### YOUR ASSIGNMENT:
Search term "False": copy each line of the records that contains it.

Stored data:
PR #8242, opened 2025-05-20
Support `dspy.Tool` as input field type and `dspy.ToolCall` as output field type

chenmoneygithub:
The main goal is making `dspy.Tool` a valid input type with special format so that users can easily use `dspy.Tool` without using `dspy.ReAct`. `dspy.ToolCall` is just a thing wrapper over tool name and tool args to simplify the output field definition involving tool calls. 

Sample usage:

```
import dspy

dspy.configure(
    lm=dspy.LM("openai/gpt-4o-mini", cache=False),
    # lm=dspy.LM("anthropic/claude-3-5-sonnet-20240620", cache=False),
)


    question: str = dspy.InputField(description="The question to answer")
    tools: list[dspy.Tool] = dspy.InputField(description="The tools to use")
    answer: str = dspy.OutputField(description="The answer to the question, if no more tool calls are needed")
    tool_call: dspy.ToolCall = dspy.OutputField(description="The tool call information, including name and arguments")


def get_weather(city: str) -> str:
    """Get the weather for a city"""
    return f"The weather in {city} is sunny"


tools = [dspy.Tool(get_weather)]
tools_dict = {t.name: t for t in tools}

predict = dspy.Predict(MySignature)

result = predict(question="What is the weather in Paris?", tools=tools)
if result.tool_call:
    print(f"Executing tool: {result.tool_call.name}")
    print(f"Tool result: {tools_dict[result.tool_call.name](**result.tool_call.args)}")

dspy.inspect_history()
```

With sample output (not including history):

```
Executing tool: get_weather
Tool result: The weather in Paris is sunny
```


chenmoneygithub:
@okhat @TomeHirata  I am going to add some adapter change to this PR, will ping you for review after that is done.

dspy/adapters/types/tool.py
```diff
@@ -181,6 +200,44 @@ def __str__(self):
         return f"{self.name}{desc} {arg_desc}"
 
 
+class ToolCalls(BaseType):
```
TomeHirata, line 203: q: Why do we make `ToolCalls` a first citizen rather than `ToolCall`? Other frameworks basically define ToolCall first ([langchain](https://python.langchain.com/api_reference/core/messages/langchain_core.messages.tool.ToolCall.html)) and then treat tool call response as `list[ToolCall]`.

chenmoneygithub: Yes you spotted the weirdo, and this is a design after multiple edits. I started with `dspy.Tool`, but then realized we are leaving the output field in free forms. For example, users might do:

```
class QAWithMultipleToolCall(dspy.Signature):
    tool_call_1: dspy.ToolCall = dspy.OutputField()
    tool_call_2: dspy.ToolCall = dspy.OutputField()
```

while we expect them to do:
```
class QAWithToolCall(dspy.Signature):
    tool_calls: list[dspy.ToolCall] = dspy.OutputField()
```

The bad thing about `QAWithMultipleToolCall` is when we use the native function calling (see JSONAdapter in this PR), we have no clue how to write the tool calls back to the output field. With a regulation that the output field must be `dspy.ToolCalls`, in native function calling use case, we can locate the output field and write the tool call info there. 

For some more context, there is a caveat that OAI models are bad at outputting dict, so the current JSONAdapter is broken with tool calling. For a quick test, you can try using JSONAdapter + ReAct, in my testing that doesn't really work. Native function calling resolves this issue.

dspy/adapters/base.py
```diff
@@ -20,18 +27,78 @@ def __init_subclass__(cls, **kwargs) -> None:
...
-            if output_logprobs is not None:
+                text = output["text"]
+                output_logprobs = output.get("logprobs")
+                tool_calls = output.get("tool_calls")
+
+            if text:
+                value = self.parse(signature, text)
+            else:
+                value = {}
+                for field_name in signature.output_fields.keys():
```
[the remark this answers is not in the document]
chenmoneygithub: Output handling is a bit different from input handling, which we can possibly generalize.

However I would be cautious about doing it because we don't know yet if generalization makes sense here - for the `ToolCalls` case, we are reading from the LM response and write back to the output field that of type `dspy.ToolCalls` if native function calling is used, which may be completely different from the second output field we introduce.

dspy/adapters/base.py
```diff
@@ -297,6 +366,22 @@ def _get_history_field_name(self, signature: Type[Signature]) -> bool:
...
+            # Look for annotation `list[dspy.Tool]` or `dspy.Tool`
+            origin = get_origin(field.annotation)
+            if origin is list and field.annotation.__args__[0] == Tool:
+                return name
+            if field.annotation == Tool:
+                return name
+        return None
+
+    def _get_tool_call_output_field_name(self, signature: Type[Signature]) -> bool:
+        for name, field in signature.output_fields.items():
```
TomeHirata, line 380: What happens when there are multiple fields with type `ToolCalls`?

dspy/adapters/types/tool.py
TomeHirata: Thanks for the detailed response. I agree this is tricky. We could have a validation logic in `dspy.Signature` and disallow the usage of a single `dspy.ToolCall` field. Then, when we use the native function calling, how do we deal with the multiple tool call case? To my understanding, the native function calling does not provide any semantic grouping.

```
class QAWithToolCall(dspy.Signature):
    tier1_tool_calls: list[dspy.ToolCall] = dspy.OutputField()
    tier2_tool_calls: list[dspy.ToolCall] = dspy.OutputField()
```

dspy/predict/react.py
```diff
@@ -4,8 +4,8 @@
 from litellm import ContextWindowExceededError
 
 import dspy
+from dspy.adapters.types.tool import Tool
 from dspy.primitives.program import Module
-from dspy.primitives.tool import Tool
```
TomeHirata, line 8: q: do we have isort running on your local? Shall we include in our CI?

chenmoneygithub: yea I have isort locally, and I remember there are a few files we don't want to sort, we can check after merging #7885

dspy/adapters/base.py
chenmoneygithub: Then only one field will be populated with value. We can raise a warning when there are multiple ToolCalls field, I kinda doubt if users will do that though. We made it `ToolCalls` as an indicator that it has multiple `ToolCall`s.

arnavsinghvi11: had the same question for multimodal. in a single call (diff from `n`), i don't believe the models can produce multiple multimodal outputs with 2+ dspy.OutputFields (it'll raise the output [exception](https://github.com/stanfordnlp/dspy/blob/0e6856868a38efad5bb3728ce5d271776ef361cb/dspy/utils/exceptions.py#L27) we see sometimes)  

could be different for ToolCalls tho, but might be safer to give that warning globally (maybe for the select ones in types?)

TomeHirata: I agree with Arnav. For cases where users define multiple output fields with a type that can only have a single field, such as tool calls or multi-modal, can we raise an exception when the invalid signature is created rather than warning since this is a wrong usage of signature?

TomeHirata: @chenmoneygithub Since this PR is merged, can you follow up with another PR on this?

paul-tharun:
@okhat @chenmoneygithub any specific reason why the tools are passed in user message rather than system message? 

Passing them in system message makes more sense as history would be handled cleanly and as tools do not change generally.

### ANSWER TO THIS EXERCISE:
    lm=dspy.LM("openai/gpt-4o-mini", cache=False),
    # lm=dspy.LM("anthropic/claude-3-5-sonnet-20240620", cache=False),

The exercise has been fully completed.